> Your goal
Search the records below for the word "addtask". Copy each line where it occurs.

> Stored data
PR #139, opened 2019-07-24
Fix problems with dirty DEPLOYDIR during do_deploy

dkl:
The management-complex recipe (and possibly others) assumed that DEPLOYDIR was empty before do_deploy. But this is not always true - with incremental builds, DEPLOYDIR can contain files from previous builds (possibly with different configuration even).

Here I saw the problem specifically with management-complex.bb, which created a recursive mc.itb symlink, because do_deploy didn't handle the case when mc.itb already exists. This can be fixed by writing do_deploy such that it can handle existing files (which I tried to do for management-complex). But the more generic approach seems to be doing `do_deploy[cleandirs] = "${DEPLOYDIR}"`, telling bitbake to empty the directory every time.

Both fixes are included in this pull request, to fix the specific issue with management-complex but also to prevent similar issues that may be possible now or in the future for the other recipes using do_deploy.

### DIFF
--- a/recipes-bsp/atf/atf_git.bb
+++ b/recipes-bsp/atf/atf_git.bb
@@ -207,6 +207,7 @@ do_deploy() {
         cp -r ${D}/boot/atf/fip_ddr_sec.bin ${DEPLOYDIR}/atf/fip_ddr_sec.bin
     fi
 }
+do_deploy[cleandirs] = "${DEPLOYDIR}"
 addtask deploy after do_install
 FILES_${PN} += "/boot"
 BBCLASSEXTEND = "native nativesdk"
--- a/recipes-bsp/ddr-phy/ddr-phy_git.bb
+++ b/recipes-bsp/ddr-phy/ddr-phy_git.bb
@@ -33,6 +33,7 @@ do_deploy () {
     install -d ${DEPLOYDIR}/ddr-phy
     install -m 755 ${S}/${REGLEX}/*.bin ${DEPLOYDIR}/ddr-phy
 }
+do_deploy[cleandirs] = "${DEPLOYDIR}"
 addtask deploy before do_populate_sysroot after do_install
 
 PACKAGES += "${PN}-image"
--- a/recipes-bsp/firmware-imx/firmware-imx-8_8.1.1.bb
+++ b/recipes-bsp/firmware-imx/firmware-imx-8_8.1.1.bb
@@ -16,6 +16,7 @@ do_deploy() {
     # SECO
     install -m 0644 ${S}/firmware/seco/mx8qm-ahab-container.img ${DEPLOYDIR}
 }
+do_deploy[cleandirs] = "${DEPLOYDIR}"
 addtask deploy after do_install before do_build
 
 PACKAGE_ARCH = "${MACHINE_SOCARCH}"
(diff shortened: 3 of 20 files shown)


otavio:
Is this still an issue?

dkl:
Yes, this problem can still happen, since as far as I know there were no other changes that fixed it. It's an issue only for incremental Yocto builds, not with fresh Yocto builds.

otavio:
@dkl I'd like to discuss this with @rpurdie as it seems it belongs to `classes/deploy.bbclass` and I wonder why it is not done there. @rpurdie any reason to not add this there?

rpurdie:
I have a feeling that some code will rely on being able to place things into this directory before the do_deploy task. Technically that would be a bug but I think if we were to do this we will see problems. It would of course make those problems clearer so perhaps we should...

otavio:
@dkl mind to cook a patch to OE-Core and add me on Cc?

dkl:
Hmm, sure, it would be nice to fix this properly. Making the initial patch for that is easy enough, but looking through poky, I noticed uboot-sign.bbclass which looks like it could be broken by that (due to usage of do_deploy[prefuncs] and cleandirs being applied once for every func/task) and I don't know how to fix it (much less how to test it). Maybe I can figure it out. At least the other users of deploy.bbclass (only a few in poky and meta-openembedded) look like they would be unaffected.

In that case the 2nd commit of this pull request would be obsolete, only the 1st one may still be interesting for meta-freescale.

otavio:
> Hmm, sure, it would be nice to fix this properly. Making the initial patch for that is easy enough, but looking through poky, I noticed uboot-sign.bbclass which looks like it could be broken by that (due to usage of do_deploy[prefuncs] and cleandirs being applied once for every func/task) and I don't know how to fix it (much less how to test it). Maybe I can figure it out. At least the other users of deploy.bbclass (only a few in poky and meta-openembedded) look like they would be unaffected.

Indeed; it seems it is a single function which is run so maybe it could be `prepend` to the `do_deploy` one. @rpurdie ?

dkl:
Doing `do_deploy_prepend` breaks `kernel_do_deploy` somehow, as mentioned in the comment in uboot-sign.bbclass, but `do_deploy_prepend_pn-${UBOOT_PN}` seems to work, so I'll make a patch with that.

dkl:
Update on this: I posted the patch for oe-core (https://patchwork.openembedded.org/series/19533/) some time ago, however it didn't get picked up. I still think it would be useful for meta-freescale to replace this pull request, but it doesn't look like it will happen.

I'll wait a few more days, then rebase this pull request. If the patch doesn't make it into oe-core, the issues should be fixed here at least.

otavio:
Did you resent the patch?

rpurdie:
I did merge this but it is causing problems for people and I'm getting complaints unfortunately. I do think the patch is correct though.

otavio:
Hello @rpurdie, what issues are people complaining about? We might try to support this cases.

rpurdie:
People are writing deploy data outside the deploy tasks in some recipes/layers. I think issues will come up on the mailing lists in due course, so far its been complaints on irc. I'm not sure they should be writing like this...

otavio:
Well, as you said, the fix is indeed correct and we might try to see if we can come up with a way to support old behavior. Or we just say it fixes an old error and they need to fix it in their side.

What do you say @rpurdie?

rpurdie:
We'll see what is reported. I just wanted to warn that it may be going to cause some complications.

dkl:
Since the patch made in into oe-core:master, we can drop this one here.

By the way, how is it working out upstream, any big issues, or are people adjusting their recipes to it?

> Expected answer
 addtask deploy after do_install
 addtask deploy before do_populate_sysroot after do_install
 addtask deploy after do_install before do_build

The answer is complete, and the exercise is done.